16 luglio 1228. Quando Francesco d’Assisi divenne santo… “Sulla soglia”

Giotto, canonizzazione di San Francesco

Il 16 luglio 1228, a meno di due anni dalla sua morte, papa Gregorio IX proclamò santo Francesco d’Assisi. La canonizzazione avvenne nella città umbra davanti a una folla immensa, descritta con straordinaria intensità da Tommaso da Celano. Vescovi, abati, pellegrini, nobili e popolo riuniti per riconoscere ufficialmente ciò che, in fondo, era già accaduto nel cuore della gente. Francesco era già diventato un riferimento spirituale ben prima della proclamazione solenne della Chiesa.

La canonizzazione segnò l’inizio di una memoria pubblica destinata ad attraversare i secoli. Pochi giorni dopo, con la bolla Mira circa nos, Gregorio IX confermò ufficialmente il culto del santo e dispose la costruzione della grande Basilica che ancora oggi custodisce le sue spoglie.

Eppure, quando penso a Francesco, non è la Basilica il primo luogo che mi viene in mente.

Mi viene in mente una strada.

Mi viene in mente il pellegrino.

Mi viene in mente il lungo cammino che, secondo una tradizione antica e profondamente radicata nel Mezzogiorno, lo condusse da Assisi fino alla grotta di San Michele Arcangelo, sul Gargano. Un viaggio che attraversa l’Italia non per conquistare un luogo, ma per lasciarsi trasformare dal viaggio stesso.

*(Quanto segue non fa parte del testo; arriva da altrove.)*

Issue #16576, opened 2024-06-03
Steam deck crashing on launch in game mode


monkeyx-net:
### Describe what you were doing

Texting using Ruffle on steamdeck in game mode. using nightly build 29/05/2024

Please also see the discussion on Discord dev general channel

### What does the crash message say?

panicked at desktop/src/gui/controller.rs:230:14:
Surface became unavailable: Timeout

### Ruffle Version

0.1.0-nightly (1712cd61e50f75f2bf4b153b168ed05a0056fe36 2024-05-29)

### Affected platform

Desktop app

### Operating system

Linux Rolling Release (Holo) [64-bit]

monkeyx-net:
Screen shot of crash

https://discord.com/channels/610531541889581066/614855396468719619/1247141956925263894

My initial discord message

I am in the process of adding ruffle to #RetroDeck. Which is a flatpak installation using ES-DE as the front end  emulator with pre confgured options etc

I am currently using the 29/05/2024 nightly ruffle as binary for testing.

So ruffle works without issue on Steam Deck in  Desktop mode with the --fullscreen option.

It only woks in gaming mode with the -g gl option though.

So I tried to run the 29/05 version directly in Gaming mode rather than via RetroDeck and ruffle panics and crashes and asks to send a crash report.

RetroDeck also works on my linux laptop with ruffle with all graphics modes apart from the obvious dx12.

Looking for advice on a good nightly to use for Steam Deck testing and to check other peoples experiences of using ruffle in gaming mode. (edited)

Issue #16304, opened 2024-05-13
Ruffle crash on launch Arch linux (Vulkan)


Nova-archx86:
### Describe what you were doing

Just opened the application and waited about half a second

### What does the crash message say?

panicked at desktop/src/gui/controller.rs:230:14:
Surface became unavailable: Timeout

### Ruffle Version

0.1.0-nightly (3d412c955ff2a84f02de7ef17be9eba70f3da5d2 2024-05-11)

### Affected platform

Desktop app

### Operating system

Arch Linux Rolling Release [64-bit]

### Additional information

Kernel version: Linux 6.8.9-arch1-2
CPU: AMD Ryzen 5 3600 (6 cores)
GPU: Radeon RX 7600 (8GB) (Vulkan)

Although this report is for the ruffle-nightly-bin aur package, I've experienced the same issue when compiling the source from ruffle-git (ruffle-adapter-git too) as well as when downloading the official linux binary on the website.

Logs:
2024-05-13T05:28:57.762423Z  WARN wgpu_hal::vulkan::instance: Unable to find extension: VK_EXT_swapchain_colorspace    
2024-05-13T05:28:57.781805Z  INFO ruffle_desktop::gui::controller: Using preferred backend Vulkan
2024-05-13T05:28:57.787678Z  INFO ruffle_desktop::gui::controller: Using graphics API vulkan on AMD Radeon RX 7600 (type: DiscreteGpu)
2024-05-13T05:28:57.810688Z  WARN egui_wgpu::renderer: Detected a linear (sRGBA aware) framebuffer Bgra8UnormSrgb. egui prefers Rgba8Unorm or Bgra8Unorm    
thread 'main' panicked at desktop/src/gui/controller.rs:230:14:
Surface became unavailable: Timeout
note: run with `RUST_BACKTRACE=1` environment variable to display a backtrace
Aborted (core dumped)

Nova-archx86:
From what I've tested ruffle seems to work just fine when only using opengl... Im wondering if this might be a vulkan issue?

Issue #16213, opened 2024-05-04
Instantly crashes when opened


unixportadmin22:
### Describe what you were doing

I was just opening the program, not even loading anything yet.

### What does the crash message say?

panicked at desktop/src/gui/controller.rs:230:14:
Surface became unavailable: Timeout

### Ruffle Version

0.1.0-nightly (d1553a203e679d7bb6e8fc37979970087f344f73 2024-05-04)

### Affected platform

Desktop app

### Operating system

Arch Linux [64-bit]

Issue #16009, opened 2024-04-16
Crash on Ubuntu 23.10 build from source @899c0bb


mtdudek:
### Describe what you were doing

Forse è proprio lì che Francesco continua a parlarci.

Non nel santo già compiuto, ma nell’uomo ancora in cammino.

È per questo che il primo poemetto della mia raccolta Sulla soglia, pubblicata da Besa Muci nel novembre scorso, porta il titolo “Sulla soglia del silenzio” ed è dedicato proprio a quel pellegrinaggio.

Non ho voluto raccontare una vicenda storica.

Ho provato, piuttosto, ad ascoltare ciò che quel cammino continua a dire al nostro tempo.

Francesco attraversa montagne, valli, boschi, tratturi. Attraversa il silenzio prima ancora dei paesaggi. Il Gargano, con la sua grotta dedicata all’Arcangelo Michele, diventa il luogo simbolico di una soglia, quella tra la parola e il silenzio, tra la paura e l’affidamento, tra ciò che siamo e ciò che possiamo ancora diventare.

In fondo, ogni pellegrinaggio è questo.

Non serve ad arrivare.

Serve a cambiare.

A distanza di quasi ottocento anni dalla sua canonizzazione, Francesco continua a essere una domanda più che una risposta. Continua a ricordarci che la santità non coincide con la perfezione, ma con il coraggio di attraversare il mondo senza possederlo, custodendolo come un dono.

E forse è proprio questo il motivo per cui, scrivendo Sulla soglia, ho sentito il bisogno di iniziare da lui.

Perché ogni parola autentica nasce dopo un lungo tratto di silenzio.

E ogni cammino, prima o poi, conduce davanti a una soglia.